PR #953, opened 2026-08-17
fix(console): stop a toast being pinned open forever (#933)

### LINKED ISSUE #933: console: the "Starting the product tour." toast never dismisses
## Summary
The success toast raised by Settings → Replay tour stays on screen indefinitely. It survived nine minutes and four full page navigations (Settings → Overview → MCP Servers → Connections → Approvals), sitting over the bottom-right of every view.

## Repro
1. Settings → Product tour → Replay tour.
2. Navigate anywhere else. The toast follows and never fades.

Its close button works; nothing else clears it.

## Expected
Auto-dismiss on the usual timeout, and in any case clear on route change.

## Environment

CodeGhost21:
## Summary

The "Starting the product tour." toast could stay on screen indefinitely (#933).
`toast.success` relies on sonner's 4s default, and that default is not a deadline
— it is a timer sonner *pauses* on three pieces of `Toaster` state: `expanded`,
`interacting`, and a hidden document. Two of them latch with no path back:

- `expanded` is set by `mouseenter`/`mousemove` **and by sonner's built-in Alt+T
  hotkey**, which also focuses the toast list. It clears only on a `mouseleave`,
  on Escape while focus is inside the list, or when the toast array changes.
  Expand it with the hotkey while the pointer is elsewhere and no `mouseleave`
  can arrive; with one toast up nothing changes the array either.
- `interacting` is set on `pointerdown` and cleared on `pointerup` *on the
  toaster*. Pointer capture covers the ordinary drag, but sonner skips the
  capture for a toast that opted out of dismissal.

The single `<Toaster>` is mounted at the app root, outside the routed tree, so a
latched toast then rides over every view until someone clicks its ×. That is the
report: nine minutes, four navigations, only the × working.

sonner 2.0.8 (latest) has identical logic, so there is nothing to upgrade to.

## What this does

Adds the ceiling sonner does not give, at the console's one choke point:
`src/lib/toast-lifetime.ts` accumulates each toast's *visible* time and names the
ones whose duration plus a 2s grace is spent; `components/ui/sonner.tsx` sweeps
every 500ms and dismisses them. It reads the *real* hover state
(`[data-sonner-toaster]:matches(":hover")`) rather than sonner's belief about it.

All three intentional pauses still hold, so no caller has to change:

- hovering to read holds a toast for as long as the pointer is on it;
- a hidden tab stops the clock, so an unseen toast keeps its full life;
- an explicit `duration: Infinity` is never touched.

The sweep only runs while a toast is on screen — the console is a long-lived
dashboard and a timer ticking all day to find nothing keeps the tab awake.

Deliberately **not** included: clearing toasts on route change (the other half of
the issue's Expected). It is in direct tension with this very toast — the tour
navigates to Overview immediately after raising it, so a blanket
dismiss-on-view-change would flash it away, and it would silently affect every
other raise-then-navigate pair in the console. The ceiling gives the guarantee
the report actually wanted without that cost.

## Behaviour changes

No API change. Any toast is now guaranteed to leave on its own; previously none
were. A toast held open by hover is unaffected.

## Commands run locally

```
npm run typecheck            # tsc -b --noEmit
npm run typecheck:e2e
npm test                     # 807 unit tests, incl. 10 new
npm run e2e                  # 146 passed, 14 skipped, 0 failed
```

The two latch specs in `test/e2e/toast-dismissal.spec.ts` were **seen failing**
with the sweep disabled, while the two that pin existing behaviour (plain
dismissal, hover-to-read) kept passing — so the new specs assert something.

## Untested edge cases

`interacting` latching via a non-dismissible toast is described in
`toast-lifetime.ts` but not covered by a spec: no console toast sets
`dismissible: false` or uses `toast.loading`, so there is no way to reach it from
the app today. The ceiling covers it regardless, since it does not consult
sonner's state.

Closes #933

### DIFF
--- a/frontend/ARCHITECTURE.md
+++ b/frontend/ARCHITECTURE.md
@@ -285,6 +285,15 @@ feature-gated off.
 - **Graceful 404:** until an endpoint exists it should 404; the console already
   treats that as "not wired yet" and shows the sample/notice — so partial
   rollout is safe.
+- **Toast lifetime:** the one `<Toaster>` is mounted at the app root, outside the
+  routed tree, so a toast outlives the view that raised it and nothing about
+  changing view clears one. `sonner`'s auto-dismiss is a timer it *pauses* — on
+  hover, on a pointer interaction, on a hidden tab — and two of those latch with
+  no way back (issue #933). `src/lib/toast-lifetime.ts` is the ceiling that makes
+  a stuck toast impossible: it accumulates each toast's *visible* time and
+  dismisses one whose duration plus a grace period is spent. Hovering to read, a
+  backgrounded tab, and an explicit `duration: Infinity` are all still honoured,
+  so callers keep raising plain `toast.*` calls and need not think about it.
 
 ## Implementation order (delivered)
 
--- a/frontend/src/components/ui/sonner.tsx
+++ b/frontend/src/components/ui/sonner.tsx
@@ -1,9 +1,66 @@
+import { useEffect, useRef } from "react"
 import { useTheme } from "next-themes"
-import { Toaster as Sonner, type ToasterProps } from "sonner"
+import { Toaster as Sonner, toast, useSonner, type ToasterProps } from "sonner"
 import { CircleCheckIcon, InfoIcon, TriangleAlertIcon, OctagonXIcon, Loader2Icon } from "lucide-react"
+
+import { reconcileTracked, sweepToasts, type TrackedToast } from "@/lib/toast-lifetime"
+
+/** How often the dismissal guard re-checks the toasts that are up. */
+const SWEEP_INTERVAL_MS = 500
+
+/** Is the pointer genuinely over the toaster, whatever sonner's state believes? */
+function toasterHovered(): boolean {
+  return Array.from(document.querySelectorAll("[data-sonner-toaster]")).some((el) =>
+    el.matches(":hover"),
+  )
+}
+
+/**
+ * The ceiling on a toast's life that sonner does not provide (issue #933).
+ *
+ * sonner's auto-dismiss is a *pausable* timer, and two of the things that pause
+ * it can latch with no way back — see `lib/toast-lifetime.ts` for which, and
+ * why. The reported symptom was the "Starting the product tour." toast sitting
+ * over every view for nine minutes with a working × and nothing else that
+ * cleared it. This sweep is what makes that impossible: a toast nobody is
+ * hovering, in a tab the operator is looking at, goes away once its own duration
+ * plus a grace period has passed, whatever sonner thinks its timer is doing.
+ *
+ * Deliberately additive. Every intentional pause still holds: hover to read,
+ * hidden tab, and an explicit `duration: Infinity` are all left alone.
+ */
==
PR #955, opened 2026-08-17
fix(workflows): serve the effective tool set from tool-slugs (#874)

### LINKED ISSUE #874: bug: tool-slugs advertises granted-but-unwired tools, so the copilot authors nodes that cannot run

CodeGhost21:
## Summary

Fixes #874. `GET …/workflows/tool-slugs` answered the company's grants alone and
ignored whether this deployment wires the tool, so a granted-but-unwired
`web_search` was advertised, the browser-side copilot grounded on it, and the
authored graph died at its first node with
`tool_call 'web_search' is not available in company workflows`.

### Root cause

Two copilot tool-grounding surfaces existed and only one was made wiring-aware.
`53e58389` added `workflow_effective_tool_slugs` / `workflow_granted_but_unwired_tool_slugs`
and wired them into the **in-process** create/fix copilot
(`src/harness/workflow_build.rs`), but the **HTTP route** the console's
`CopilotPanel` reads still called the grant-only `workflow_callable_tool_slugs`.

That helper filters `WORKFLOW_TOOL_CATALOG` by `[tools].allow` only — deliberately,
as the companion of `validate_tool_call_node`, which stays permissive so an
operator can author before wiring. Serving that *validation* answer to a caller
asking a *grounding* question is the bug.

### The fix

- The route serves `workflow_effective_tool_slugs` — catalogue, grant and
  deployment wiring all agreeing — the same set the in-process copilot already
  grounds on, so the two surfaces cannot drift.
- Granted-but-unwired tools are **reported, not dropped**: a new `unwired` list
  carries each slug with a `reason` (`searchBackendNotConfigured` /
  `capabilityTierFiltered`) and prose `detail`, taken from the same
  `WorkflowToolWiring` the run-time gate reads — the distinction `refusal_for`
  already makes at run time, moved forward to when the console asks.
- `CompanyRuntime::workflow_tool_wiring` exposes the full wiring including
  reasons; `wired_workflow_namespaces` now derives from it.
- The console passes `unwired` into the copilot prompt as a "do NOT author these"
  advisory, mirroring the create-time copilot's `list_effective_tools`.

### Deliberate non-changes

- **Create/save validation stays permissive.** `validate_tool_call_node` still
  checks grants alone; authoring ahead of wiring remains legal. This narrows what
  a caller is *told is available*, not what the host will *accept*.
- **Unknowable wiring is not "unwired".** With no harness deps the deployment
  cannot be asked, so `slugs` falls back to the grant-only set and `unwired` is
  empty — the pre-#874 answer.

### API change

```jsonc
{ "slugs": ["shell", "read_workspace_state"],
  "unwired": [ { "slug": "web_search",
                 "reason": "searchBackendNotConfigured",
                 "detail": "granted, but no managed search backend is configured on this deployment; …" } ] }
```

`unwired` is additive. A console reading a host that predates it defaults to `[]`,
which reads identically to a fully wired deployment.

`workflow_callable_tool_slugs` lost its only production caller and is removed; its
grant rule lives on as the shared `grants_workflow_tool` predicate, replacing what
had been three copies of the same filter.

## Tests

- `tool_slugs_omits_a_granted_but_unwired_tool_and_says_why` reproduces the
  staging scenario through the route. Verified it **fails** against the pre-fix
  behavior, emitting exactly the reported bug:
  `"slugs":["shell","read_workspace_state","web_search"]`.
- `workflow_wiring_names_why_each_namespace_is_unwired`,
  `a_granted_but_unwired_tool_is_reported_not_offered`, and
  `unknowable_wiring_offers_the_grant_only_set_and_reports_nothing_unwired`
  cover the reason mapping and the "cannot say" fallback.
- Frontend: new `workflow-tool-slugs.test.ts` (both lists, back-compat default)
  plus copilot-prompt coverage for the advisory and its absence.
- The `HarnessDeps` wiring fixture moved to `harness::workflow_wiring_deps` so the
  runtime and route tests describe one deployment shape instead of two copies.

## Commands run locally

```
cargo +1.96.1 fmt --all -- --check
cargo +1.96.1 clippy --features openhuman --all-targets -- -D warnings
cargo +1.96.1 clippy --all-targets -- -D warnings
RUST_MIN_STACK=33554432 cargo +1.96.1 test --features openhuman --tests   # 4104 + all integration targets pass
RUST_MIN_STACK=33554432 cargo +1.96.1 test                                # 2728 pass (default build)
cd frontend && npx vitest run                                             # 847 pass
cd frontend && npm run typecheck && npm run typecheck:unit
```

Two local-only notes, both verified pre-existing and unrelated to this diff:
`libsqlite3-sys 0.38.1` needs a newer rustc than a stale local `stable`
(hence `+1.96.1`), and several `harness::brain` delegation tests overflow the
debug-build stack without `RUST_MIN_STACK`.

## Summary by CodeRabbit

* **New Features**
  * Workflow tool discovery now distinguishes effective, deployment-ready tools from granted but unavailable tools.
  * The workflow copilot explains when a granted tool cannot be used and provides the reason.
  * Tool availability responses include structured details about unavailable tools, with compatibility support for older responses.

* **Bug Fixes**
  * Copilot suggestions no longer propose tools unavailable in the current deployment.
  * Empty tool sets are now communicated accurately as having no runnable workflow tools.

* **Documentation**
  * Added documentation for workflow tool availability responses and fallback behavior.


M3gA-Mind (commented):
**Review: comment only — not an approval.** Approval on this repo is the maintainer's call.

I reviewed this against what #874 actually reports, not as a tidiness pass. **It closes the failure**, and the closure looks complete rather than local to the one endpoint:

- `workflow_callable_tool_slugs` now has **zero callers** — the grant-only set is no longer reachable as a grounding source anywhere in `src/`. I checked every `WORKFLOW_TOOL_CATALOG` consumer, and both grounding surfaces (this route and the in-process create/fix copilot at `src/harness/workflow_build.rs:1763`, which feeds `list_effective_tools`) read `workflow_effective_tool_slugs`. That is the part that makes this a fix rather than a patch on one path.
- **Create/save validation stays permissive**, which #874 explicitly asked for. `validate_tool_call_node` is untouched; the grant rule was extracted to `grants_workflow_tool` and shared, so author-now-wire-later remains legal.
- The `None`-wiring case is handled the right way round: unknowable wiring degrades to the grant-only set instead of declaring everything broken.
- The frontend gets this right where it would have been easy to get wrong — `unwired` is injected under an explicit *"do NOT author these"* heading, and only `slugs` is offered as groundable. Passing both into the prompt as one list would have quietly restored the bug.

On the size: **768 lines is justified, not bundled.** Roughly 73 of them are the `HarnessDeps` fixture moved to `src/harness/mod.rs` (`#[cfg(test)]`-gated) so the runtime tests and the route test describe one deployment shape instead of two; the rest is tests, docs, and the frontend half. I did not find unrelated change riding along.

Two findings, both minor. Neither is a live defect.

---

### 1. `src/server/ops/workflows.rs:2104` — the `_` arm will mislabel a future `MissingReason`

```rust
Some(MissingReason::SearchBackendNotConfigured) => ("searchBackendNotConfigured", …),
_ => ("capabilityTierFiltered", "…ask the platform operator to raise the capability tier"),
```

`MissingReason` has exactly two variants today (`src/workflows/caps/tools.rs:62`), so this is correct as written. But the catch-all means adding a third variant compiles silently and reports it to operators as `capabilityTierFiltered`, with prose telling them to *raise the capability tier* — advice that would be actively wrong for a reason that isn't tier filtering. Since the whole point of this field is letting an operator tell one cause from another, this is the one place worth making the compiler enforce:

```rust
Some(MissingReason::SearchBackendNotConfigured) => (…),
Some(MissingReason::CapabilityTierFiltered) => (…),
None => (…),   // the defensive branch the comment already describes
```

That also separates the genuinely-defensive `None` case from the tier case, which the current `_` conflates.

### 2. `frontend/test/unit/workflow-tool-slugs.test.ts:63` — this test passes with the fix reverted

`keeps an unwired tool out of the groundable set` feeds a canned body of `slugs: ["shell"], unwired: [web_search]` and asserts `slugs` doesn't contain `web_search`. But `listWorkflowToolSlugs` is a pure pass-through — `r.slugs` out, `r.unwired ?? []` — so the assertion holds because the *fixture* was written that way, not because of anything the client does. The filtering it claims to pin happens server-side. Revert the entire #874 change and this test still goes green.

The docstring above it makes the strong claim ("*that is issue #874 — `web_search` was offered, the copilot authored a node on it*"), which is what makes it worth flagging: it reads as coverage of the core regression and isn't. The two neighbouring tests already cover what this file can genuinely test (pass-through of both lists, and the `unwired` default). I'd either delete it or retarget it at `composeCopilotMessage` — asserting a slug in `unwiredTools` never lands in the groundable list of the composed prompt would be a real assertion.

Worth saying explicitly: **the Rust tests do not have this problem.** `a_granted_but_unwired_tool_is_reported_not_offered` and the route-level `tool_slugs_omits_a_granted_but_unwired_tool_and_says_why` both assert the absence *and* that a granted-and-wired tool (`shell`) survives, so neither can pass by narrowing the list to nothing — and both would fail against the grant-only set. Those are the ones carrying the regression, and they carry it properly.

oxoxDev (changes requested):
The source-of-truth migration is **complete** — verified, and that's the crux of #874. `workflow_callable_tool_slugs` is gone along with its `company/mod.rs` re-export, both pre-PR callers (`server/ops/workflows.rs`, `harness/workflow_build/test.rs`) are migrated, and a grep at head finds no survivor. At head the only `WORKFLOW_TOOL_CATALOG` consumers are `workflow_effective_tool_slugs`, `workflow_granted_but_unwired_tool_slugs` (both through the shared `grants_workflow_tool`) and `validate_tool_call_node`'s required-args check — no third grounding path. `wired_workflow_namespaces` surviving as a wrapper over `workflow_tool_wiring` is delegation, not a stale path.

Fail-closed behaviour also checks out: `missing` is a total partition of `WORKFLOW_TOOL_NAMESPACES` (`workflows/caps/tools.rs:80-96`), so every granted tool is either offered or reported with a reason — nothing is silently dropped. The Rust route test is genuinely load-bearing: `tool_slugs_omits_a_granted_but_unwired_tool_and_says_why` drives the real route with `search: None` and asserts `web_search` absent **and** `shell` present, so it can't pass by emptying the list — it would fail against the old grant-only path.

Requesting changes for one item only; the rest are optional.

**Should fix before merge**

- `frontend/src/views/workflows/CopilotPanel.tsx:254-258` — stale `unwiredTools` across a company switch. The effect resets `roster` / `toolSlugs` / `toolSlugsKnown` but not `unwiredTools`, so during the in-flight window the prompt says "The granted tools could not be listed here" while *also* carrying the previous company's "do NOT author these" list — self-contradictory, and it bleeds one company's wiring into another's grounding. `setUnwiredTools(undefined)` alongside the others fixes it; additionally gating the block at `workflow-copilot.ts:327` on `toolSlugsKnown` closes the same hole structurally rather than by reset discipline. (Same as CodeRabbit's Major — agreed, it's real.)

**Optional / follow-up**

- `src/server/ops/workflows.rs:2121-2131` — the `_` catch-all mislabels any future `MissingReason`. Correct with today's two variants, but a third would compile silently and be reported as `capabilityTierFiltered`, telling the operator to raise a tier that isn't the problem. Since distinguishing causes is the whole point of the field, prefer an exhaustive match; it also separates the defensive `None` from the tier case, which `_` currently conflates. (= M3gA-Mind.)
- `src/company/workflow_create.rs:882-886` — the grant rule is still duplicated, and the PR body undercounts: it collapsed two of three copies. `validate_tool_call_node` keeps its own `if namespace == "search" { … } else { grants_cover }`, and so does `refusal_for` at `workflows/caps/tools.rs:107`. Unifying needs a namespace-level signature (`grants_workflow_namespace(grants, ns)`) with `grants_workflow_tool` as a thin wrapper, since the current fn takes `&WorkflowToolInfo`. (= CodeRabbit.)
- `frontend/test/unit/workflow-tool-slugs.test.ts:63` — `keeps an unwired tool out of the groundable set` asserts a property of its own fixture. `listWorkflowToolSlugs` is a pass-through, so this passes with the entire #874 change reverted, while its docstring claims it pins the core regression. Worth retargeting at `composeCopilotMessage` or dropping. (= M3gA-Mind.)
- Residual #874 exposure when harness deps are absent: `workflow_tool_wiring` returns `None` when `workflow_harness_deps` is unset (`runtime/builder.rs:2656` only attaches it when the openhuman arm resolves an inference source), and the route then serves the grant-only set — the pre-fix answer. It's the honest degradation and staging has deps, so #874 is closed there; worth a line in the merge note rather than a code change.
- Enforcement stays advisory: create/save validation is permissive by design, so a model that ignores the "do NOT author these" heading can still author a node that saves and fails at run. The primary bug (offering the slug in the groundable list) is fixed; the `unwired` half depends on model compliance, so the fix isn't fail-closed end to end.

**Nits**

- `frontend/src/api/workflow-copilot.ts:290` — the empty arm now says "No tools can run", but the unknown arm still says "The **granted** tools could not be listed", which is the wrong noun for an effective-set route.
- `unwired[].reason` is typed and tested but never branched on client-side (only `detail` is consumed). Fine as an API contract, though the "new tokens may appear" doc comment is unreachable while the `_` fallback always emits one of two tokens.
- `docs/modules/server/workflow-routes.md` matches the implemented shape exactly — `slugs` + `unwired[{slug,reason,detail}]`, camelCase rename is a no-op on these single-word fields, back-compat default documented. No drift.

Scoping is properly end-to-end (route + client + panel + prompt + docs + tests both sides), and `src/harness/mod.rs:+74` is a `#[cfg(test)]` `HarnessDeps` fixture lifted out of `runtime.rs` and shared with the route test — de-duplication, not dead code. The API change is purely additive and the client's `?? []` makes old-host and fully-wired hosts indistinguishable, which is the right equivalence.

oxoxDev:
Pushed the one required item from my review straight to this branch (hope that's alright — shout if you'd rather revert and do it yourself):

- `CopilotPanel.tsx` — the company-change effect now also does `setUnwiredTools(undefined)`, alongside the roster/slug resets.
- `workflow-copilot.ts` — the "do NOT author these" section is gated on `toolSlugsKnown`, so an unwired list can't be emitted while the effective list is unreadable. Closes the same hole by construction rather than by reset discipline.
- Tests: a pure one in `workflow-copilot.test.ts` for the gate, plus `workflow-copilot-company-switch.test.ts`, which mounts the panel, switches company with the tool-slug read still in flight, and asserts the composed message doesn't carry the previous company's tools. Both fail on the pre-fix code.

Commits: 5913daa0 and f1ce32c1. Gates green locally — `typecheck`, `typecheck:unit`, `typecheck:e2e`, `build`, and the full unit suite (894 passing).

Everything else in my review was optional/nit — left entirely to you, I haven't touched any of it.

» **Exercise directions**
Your answer should be the lines above, from the line containing "- Tests: a pure" up to and including the line containing "Everything else in", reproduced exactly and with nothing else.

» **Your response**
- Tests: a pure one in `workflow-copilot.test.ts` for the gate, plus `workflow-copilot-company-switch.test.ts`, which mounts the panel, switches company with the tool-slug read still in flight, and asserts the composed message doesn't carry the previous company's tools. Both fail on the pre-fix code.

Commits: 5913daa0 and f1ce32c1. Gates green locally — `typecheck`, `typecheck:unit`, `typecheck:e2e`, `build`, and the full unit suite (894 passing).

Everything else in my review was optional/nit — left entirely to you, I haven't touched any of it.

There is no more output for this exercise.